The relative proportions of HbSS and HbSC among newborns with SCD vary by maternal country of birth. In particular, the Hb-C allele is most frequent in Burkina Faso, Ghana, and Togo, and in those countries HbSC is more common than HbSS, unlike in most of Africa, where HbSS is the predominant form of SCD.¹⁹ The finding from our study that the majority of infants with SCD born to mothers from Ghana or Togo had HbSC is consistent with information reported previously.¹⁹ The relatively low frequency of HbSC (<20%) among infants with SCD born to foreign-born Hispanic mothers, with the exception of those from the Dominican Republic, appears to be a novel finding.

This study illustrates the value of linking multiple maternal and child health databases using individual-level linking variables.^20,21 Without linking vital records to NBS records, it would not have been possible to ascertain the effect of maternal nativity on SCD incidence rates; this is the first US study to conduct such a linked analysis.

Limitations of the study include missing or incomplete information on the origins of fathers in vital records. Because this information was missing for 15% of cases, analysis was restricted to maternal country of birth. The implication of only including origin of one parent is likely attenuation of the association of parental origins with SCD incidence. However, the degree of misclassification bias appears to be low. For example, this study reported that SCD incidence among infants whose mothers were born in Jamaica was 1 in 180, whereas screening information from Jamaica indicates the incidence to be 1 in 170 births.^17,18 We were not able to examine the effect of marital status on SCD incidence because that information is not collected on the NYS birth certificate. Another limitation is the ambiguity of recording race/ethnicity for people with mixed ancestries. For example, an investigation of six reported cases of SCD among infants born to foreign-born Asian/Pacific Islander mothers (Table 1) identified mothers born in Caribbean countries who were reported to be of Asian race and Chinese ethnicity. Individuals of mixed black and Asian ancestry might have chosen to report Asian race/ethnicity. In addition, clerical errors in recording race/ethnicity are a potential limitation.

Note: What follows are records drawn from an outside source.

PR #289, opened 2023-09-06
CLD with ARC

atolosadelgado:
BEGINRELEASENOTES

* CLD_o3_v05 is created. This option evolves from option 2 version 05. The main characteristics with respect the mother version are:
	- ARC subdetectors included between the trackers and the ECal. 
	- Trackers are shrunk by 20 cm in radial and Z direction to accommodate the ARC. The space between layers is reduced proportionally, and the angular coverage is preserved.

ENDRELEASENOTES

Hi,

components from CLD (o2, v05) were taken to build the option 3, which contains the ARC detector, between the tracker and the ECAL. Modifications to the size of the outer tracker barrel, outer tracker endcap and inner tracker endcap were detailed in [this presentation](https://indico.cern.ch/event/1318491/contributions/5548508/attachments/2703694/4702470/ARC_IntegrationCLD_230823.pdf).

Overlap check with 10k points passed (it took 4h). 

I am doing now some efficiency plots, but I think it was a good moment to open the PR.

PR #295, opened 2023-11-02
Arc updates

atolosadelgado:
BEGINRELEASENOTES
- ARC updates. Optical properties of the radiators were updated. Aerogel layer is now placed parallel to the vessel walls. Vessel bulk material is now a realistic plastic-based foam. 

ENDRELEASENOTES

### DIFF
--- a/FCCee/CLD/compact/CLD_o3_v01/ARC_o1_v01.xml
+++ b/FCCee/CLD/compact/CLD_o3_v01/ARC_o1_v01.xml
@@ -65,7 +65,7 @@
   <vessel
       skinMaterial="CarbonFibStr"
       skin_vis="arc_vessel_vis"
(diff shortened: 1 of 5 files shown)


atolosadelgado:
The changes focus on ARC implementation. 
I have to modify the overlap macro file to have a tolerance of 1 fm, otherwise I found overlaps of 0 fm, caused by the lack of numerical precision. 
I have extended the time out of the overlap check of ARC. if the time is now not acceptable, I can remove the test.

atolosadelgado:
it seems ROOT system of units lead to an overlap, while using Geant4 there was none.

atolosadelgado:
I will move the changes of this PR into [PR289](https://github.com/key4hep/k4geo/pull/289)

PR #298, opened 2023-11-09
CMAKE: lcgeo to k4geo rename, k4geoConfig.cmake

andresailer:
BEGINRELEASENOTES
- CMake: The lcgeo project is renamed to k4geo, this also changes library names
- CMake: add the creation of a k4geoConfig.cmake file

ENDRELEASENOTES

Would be good to have https://github.com/iLCSoft/LCIO/pull/177/files for the LCIO::LCIO target


tmadlener:
Am I missing something and the non-nightlies based CI workflow should have failed with these changes? That one picks up LCIO v02-19-01 and that should not have the target, right?

andresailer:
I was puzzled by the result as well, until I remembered that DD4hep shims the LCIO target in if it doesn't exist

https://github.com/AIDASoft/DD4hep/blob/ff4c726c90084b378cd9dc413ae2114e829002a7/cmake/DD4hepBuild.cmake#L903-L911

tmadlener (approved):

PR #301, opened 2023-11-10
Make tests usable without install

Zehvogel:
BEGINRELEASENOTES
- Make tests usable without install

ENDRELEASENOTES

and hopefully do not break the ci by doing so?


CMakeLists.txt
```diff
@@ -1,4 +1,4 @@
-cmake_minimum_required(VERSION 3.12 FATAL_ERROR)
+cmake_minimum_required(VERSION 3.20 FATAL_ERROR)
```
tmadlener, line 1: Is there a reason to bump the CMake version?

tmadlener (commented):
I am all for this. But this is not the only repo where we require installation for tests to run, so maybe we should discuss this once before and hopefully end up with a consistent situation in the end.

CMakeLists.txt
Zehvogel: required to be able to set the permissions with `configure_file`

PR #310, opened 2023-12-11
Change LCIO::LCIO to LCIO::lcio

jmcarcell:
BEGINRELEASENOTES
- Change LCIO::LCIO to LCIO::lcio. The target provided by LCIO is LCIO::lcio; DD4hep provides LCIO::LCIO so building without DD4hep and using LCIO::LCIO doesn't seem to work.

ENDRELEASENOTES

either this or we change the target in LCIO to be LCIO::LCIO; it seems in some repos like edm4hep it's all lowercase, in some others it's capitalized. In this case if anyone is using LCIO::LCIO they are using it through DD4hep and probably it's better to use the one from LCIO.

Using `LCIO::LCIO` was introduced in https://github.com/key4hep/k4geo/pull/298

### DIFF
--- a/CMakeLists.txt
+++ b/CMakeLists.txt
@@ -85,8 +85,8 @@ add_library(lcgeo ALIAS k4geo)
 target_include_directories(${PackageName}   PRIVATE ${PROJECT_SOURCE_DIR}/detector/include )
 target_include_directories(${PackageName}G4 PRIVATE ${PROJECT_SOURCE_DIR}/detector/include )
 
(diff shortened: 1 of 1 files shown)


tmadlener (approved):

tmadlener:
Not sure how the lcg based releases work with this change, since I don't think they have the target yet.

jmcarcell:
From the logs I see some paths like: `/cvmfs/clicdp.cern.ch/iLCSoft/lcg/104/nightly/x86_64-centos7-gcc11-opt/lcio/HEAD/lib64` so it seems it does have it

tmadlener:
Ah right, those are clicdp nightlies and they come with the latest version of LCIO. Then it all makes sense. Thanks for checking.

PR #314, opened 2023-12-18
Updating IDEA vertex description and adding IDEA Silicon Wrapper

armin-ilg:
BEGINRELEASENOTES
- Fixing IDEA vertex issues: Use proper envelope, correcting positioning of disk staves in r and z, fixing overlaps, fixing surfaces so that DDPlanarDigitizer can be used with option to force hits onto surface
- Updating IDEA vertex to end of 2023 status (use different design for third inner barrel layer)
- First version of IDEA silicon wrapper using same constructor as IDEA vertex: Use tiles of 6, 12 or 24 modules with the size of ATLASPix3 but without insensitive region. The tiles are double-sided and two layers of such tiles are used. Most of the region should be covered by the Si Wrapper with at least one hit, most of the time >= two hits.
ENDRELEASENOTES

Hi @gganis @BrieucF @andresailer  (feel free to add others)
I made updates to the IDEA vertex (describing the [detector geometry presented in the MDI workshop in November 2023 by Fabrizio](https://agenda.infn.it/event/37720/contributions/212642/)).
Futhermore, I added a very first version of the Silicon Wrapper for IDEA, that I will present in January in Annecy (and maybe earlier at a detector concept or fullsim meeting).
Both detectors can be digitised with DDPlanarDigiProcessor or with [k4RecTracker](https://github.com/BrieucF/k4RecTracker/tree/master/VTXdigi).
Furthermore, the two subdetectors use the global detector dimensions from DectDimensions_IDEA_o1_v01.xml as far as possible. One thing I changed was to extend the Silicon Wrapper disk coverage in r (SiWrD_outer_radius) from 2020 mm to 2040 mm to minimise the gap in coverage between the disks and the Si Wrapper barrel. I think this is something that has to be looked at further in the future, once we make plots showing the hermeticity of the detector. Other than this, the dimensions are compatible with https://fcc-ee-detector-full-sim.docs.cern.ch/IDEA/, which I will update as well.

Let me know what you think!
Cheers,
Armin


armin-ilg:
I have no idea why the CMake test fails, it runs fine on lxplus for me. Is there a limit in the CI memory consuption maybe? IDEA now uses up to 2.2 GB of RAM, which means it just runs on lxplus.

armin-ilg:
Opening the MR for review, although I still try to fix the check

BrieucF:
Hi Armin, thanks. 

The test fail for me locally as well, I attach the log [here](https://github.com/key4hep/k4geo/files/13713295/log.txt). It seems to me that it is related to the xml parsing.

BrieucF:
Ok, now it seems that we have to increase the time out: https://github.com/key4hep/k4geo/blob/main/lcgeoTests/CMakeLists.txt#L87C108-L87C119

armin-ilg:
Ok, the test is working now :-)

atolosadelgado:
Hi @armin-ilg 

I have checked few things of this PR using the stable release of key4hep:
* pure navigation seems ok (0.02s/100 geantinos) 
* the hit pattern of geantinos in the detector seems ok, I do not see holes in the geometry, but a dedicated study would be needed to determine if there are cracks
* geometry takes 300MB when translated into Geant4, which is good
* Only 3 overlaps are reported, all of them related with a shape called `Body` (Tessellated solid) and another one called `Vertex` (subtraction solid). Does the `Body` shape correspond to the support structure from the CAD? Could you explain what is the shape `Vertex_0:0 (G4SubtractionSolid)`? 

I leave here the overlap report, do you see the same results? (the overlap points may differ because it is an statistical process)
```
*** G4Exception : GeomVol1002
      issued by : G4PVPlacement::CheckOverlaps()
Overlap with volume already placed !
          Overlap is detected for volume Vertex_0:0 (G4SubtractionSolid) with AV_6374!VTXIBSupport_1#1!Body1_0#0:2 (G4TessellatedSolid)
          overlap at local point (-1.02369,-18.8181,182.322) by 2.27784 mm  (max of 9 cases)
NOTE: Reached maximum fixed number -1- of overlaps reports for this volume !

--
*** G4Exception : GeomVol1002
      issued by : G4PVPlacement::CheckOverlaps()
Overlap with volume already placed !
          Overlap is detected for volume AV_6374!VTXIBSupport_1#1!Body1_0#0:2 (G4TessellatedSolid) with Vertex_0:0 (G4SubtractionSolid)
          overlap at local point (-29.0238,5.63001,176.553) by 1.12553 cm  (max of 9056 cases)
NOTE: Reached maximum fixed number -1- of overlaps reports for this volume !

--
*** G4Exception : GeomVol1002
      issued by : G4PVPlacement::CheckOverlaps()
Overlap with volume already placed !
          Overlap is detected for volume AV_6374!VTXIBSupport_1#1!Body1:1_1#1:3 (G4TessellatedSolid) with Vertex_0:0 (G4SubtractionSolid)
          overlap at local point (-28.7859,-7.89524,-179.351) by 1.12504 cm  (max of 9076 cases)
NOTE: Reached maximum fixed number -1- of overlaps reports for this volume !
```

PR #315, opened 2024-01-09
Updates for ALLEGRO_o1_v02

BrieucF:
BEGINRELEASENOTES
- [ALLEGRO_o1_v02] Replace the simplified drift chamber with the detailed one
- [TESTS] Add a test for ALLEGRO_o1_v02
- [ALLEGRO_o1_v02] File and variable renaming plus propagation of overlap fix to upstream and calibration xml's

ENDRELEASENOTES


BrieucF:
Can we merge this? The stable stack test fails but it seems to be due to https://github.com/key4hep/k4geo/pull/310

PR #545, opened 2023-06-20
Dynamic UI for Tree Item in Discovery panel

hbjORbj:
### Changes

- on narrow screen, let's still show dry-run button and edit-path button on hover
- on narrow screen, let's still show label
- on narrow screen, let's use only icons for dry-run button and edit-path button

### DIFF
--- a/intuita-webview/src/codemodList/TreeView/index.tsx
+++ b/intuita-webview/src/codemodList/TreeView/index.tsx
@@ -253,7 +253,7 @@ const TreeView = ({
 	}, [state]);
 
 	useEffect(() => {
-		if (typeof ResizeObserver === 'undefined') {
+		if (ResizeObserver === undefined) {
 			return undefined;
 		}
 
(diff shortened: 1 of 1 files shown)


intuita-webview/src/codemodList/TreeView/index.tsx
```diff
@@ -249,6 +252,40 @@ const TreeView = ({
 		});
 	}, [state]);
 
+	useEffect(() => {
+		if (typeof ResizeObserver === 'undefined') {
```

Another limitation is that SCD incidence may be underestimated due to our inability to verify the completeness of screening of all newborns in NYS. Because we did not conduct data linkage of all children in the NBS database born in the study period (2000–2008) to birth certificate records, no information about the completeness of screening was available. It was possible that the completeness of screening was <100%. This may lead to a decreased number of SCD cases being identified through NBS. However, this is unlikely to be quantitatively important. A recent study of linked Michigan birth and NBS records during January 2007 to March 2008 found that 99.2% births were successfully matched to NBS records.²² The matching rate increased to 99.6% following a transition to a Web-based electronic birth certificate system and inclusion of a NBS card identification number on the birth record in 2008. The NYS NBS Program is currently developing a data linkage program for matching children in the NBS database to birth records to estimate the completeness of screening and identify unscreened children.

This study provides the first estimates of NYS annual SCD incidence by maternal race/ethnicity and nativity. It has been known for decades that black infants born in the Caribbean or West or Central Africa had much higher rates of SCD than black infants born in the United States due to higher frequencies of the HbS allele. Consistent with those data, this study has demonstrated that NYS newborns of foreign-born non-Hispanic black mothers from those countries had a substantially higher incidence of SCD as compared with NYS newborns of US-born non-Hispanic black mothers. Such findings identify at-risk populations and inform public health education and community outreach activities that promote ongoing, high-quality medical management to affected children.